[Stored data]

..............................

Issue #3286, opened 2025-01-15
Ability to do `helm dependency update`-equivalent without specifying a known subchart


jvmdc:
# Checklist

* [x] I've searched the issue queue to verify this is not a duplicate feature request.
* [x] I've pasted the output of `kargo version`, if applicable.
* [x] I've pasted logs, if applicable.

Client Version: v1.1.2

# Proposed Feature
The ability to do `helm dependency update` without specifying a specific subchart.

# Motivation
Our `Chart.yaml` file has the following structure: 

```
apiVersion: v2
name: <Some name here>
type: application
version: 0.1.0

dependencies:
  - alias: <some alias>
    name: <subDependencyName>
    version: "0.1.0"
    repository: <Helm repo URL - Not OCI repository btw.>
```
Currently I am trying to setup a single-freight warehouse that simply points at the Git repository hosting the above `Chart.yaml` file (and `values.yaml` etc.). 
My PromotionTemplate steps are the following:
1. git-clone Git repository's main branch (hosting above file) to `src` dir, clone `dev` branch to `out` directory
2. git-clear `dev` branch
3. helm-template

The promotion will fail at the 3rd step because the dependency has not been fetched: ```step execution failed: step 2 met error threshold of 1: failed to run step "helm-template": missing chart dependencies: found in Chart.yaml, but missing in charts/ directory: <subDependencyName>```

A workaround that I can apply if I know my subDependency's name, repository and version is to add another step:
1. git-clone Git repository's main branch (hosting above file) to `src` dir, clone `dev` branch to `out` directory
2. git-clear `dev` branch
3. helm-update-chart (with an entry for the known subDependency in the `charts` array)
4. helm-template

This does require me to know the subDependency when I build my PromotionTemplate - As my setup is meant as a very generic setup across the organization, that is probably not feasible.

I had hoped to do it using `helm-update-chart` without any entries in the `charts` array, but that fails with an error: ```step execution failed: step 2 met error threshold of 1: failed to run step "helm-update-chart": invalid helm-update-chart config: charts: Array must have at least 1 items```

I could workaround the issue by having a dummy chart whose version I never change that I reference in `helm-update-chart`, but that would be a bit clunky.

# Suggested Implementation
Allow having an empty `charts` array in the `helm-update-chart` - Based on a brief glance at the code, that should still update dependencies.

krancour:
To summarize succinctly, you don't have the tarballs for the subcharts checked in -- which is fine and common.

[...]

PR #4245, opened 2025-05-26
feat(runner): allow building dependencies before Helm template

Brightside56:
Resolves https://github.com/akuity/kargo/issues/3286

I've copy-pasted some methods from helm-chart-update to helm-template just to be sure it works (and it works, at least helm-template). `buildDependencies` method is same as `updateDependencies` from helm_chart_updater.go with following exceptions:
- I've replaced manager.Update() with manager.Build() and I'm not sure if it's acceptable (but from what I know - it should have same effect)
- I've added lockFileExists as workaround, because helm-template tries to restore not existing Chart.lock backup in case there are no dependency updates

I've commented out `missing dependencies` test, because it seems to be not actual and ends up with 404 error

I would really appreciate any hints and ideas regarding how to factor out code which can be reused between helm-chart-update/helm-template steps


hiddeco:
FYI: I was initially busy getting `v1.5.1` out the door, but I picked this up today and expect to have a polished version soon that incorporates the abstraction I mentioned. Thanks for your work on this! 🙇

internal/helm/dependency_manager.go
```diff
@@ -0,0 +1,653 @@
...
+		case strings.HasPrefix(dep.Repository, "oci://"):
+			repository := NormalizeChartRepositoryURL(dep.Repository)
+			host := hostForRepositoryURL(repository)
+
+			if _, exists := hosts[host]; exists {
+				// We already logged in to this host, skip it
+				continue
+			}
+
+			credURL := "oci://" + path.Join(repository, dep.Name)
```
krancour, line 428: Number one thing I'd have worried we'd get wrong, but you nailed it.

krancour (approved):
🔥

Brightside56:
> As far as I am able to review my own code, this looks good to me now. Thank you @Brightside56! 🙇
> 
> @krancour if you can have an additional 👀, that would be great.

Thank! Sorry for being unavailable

..............................

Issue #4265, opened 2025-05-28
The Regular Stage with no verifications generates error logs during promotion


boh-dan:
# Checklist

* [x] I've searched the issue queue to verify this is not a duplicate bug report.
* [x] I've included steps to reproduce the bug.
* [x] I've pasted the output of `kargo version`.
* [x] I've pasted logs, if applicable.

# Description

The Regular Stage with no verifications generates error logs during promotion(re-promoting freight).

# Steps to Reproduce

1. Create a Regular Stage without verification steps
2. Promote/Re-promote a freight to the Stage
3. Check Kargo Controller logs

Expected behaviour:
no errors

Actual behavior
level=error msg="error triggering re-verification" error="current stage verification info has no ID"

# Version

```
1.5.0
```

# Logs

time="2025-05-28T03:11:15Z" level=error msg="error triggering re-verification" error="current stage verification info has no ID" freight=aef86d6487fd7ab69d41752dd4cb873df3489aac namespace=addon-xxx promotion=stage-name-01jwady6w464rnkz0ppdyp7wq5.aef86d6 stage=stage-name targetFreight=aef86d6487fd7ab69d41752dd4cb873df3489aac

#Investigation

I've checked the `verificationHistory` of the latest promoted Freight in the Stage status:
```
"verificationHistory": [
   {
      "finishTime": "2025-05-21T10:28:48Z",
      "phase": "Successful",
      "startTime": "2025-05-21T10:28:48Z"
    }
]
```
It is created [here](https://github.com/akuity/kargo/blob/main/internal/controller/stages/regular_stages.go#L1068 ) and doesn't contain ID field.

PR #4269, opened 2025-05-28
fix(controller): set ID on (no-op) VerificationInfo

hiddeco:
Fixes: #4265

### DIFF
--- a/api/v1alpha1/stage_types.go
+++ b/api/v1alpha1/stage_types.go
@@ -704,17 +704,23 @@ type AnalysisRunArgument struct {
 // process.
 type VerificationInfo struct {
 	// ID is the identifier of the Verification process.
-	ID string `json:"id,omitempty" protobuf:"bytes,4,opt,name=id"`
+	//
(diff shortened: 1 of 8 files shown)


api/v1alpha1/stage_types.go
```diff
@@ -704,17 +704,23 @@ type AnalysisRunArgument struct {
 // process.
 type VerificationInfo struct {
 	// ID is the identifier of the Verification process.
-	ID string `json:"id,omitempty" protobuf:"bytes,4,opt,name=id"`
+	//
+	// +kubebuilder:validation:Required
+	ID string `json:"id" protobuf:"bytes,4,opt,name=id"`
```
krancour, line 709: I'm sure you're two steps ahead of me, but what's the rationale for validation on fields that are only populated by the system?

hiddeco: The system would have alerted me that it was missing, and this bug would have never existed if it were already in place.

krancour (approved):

..............................

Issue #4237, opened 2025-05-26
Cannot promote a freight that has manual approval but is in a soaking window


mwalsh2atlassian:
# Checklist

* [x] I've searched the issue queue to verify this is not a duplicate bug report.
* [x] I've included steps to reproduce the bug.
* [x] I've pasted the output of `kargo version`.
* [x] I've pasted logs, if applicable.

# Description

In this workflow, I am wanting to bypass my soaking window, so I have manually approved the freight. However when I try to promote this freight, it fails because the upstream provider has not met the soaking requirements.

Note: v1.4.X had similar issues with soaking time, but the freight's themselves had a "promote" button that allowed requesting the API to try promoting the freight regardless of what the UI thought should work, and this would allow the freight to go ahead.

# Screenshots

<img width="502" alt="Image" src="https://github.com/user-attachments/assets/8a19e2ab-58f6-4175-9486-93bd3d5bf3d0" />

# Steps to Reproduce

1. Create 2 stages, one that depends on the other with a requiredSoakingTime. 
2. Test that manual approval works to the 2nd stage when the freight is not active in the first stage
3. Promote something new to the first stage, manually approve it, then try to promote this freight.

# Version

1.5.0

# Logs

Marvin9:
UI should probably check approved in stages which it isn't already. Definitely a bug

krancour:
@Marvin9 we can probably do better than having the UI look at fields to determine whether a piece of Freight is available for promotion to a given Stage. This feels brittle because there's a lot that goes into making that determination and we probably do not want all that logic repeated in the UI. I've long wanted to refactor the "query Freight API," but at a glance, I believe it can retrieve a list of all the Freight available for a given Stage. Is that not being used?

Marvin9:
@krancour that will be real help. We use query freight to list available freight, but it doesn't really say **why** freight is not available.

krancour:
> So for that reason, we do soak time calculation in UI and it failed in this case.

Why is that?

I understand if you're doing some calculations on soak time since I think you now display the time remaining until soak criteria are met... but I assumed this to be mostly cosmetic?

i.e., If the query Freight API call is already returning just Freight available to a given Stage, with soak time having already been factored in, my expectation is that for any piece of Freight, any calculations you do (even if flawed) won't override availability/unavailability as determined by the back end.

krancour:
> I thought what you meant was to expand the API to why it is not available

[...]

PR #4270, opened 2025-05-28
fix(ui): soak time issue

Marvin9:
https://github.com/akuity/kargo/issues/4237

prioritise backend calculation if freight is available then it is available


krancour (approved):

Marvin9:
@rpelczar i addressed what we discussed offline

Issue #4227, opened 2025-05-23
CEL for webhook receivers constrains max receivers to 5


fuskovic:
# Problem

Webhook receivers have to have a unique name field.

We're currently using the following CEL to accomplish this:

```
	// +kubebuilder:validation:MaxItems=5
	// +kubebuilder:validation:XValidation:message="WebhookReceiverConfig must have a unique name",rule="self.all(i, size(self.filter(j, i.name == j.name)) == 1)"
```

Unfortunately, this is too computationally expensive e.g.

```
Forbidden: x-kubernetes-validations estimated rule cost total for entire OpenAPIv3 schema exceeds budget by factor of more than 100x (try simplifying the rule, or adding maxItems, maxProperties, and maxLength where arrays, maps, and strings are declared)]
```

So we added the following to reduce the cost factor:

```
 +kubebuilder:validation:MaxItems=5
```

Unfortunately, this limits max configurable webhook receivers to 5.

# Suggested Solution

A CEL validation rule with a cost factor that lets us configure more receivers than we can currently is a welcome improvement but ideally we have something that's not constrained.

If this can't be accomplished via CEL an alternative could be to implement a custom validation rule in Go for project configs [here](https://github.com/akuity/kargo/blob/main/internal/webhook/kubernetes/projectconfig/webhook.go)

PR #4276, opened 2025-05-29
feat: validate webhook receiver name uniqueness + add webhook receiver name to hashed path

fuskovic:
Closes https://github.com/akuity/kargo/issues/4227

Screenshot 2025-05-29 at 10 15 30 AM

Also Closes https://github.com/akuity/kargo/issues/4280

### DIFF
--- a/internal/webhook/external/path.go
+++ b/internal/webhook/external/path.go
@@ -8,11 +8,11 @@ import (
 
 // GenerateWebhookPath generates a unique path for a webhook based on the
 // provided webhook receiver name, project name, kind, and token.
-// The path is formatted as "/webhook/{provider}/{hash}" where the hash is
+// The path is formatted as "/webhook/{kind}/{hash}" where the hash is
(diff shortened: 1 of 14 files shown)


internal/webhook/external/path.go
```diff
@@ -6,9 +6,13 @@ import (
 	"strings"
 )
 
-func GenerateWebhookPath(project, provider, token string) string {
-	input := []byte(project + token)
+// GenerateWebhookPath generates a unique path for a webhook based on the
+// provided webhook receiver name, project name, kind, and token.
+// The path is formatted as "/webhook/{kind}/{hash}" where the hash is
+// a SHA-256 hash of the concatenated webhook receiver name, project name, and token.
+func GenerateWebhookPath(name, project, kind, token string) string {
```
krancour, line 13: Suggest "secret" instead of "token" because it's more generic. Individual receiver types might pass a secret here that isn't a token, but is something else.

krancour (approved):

..............................

Search the data above for the string "system" and return every line that has it.

Written answer:
krancour, line 709: I'm sure you're two steps ahead of me, but what's the rationale for validation on fields that are only populated by the system?
hiddeco: The system would have alerted me that it was missing, and this bug would have never existed if it were already in place.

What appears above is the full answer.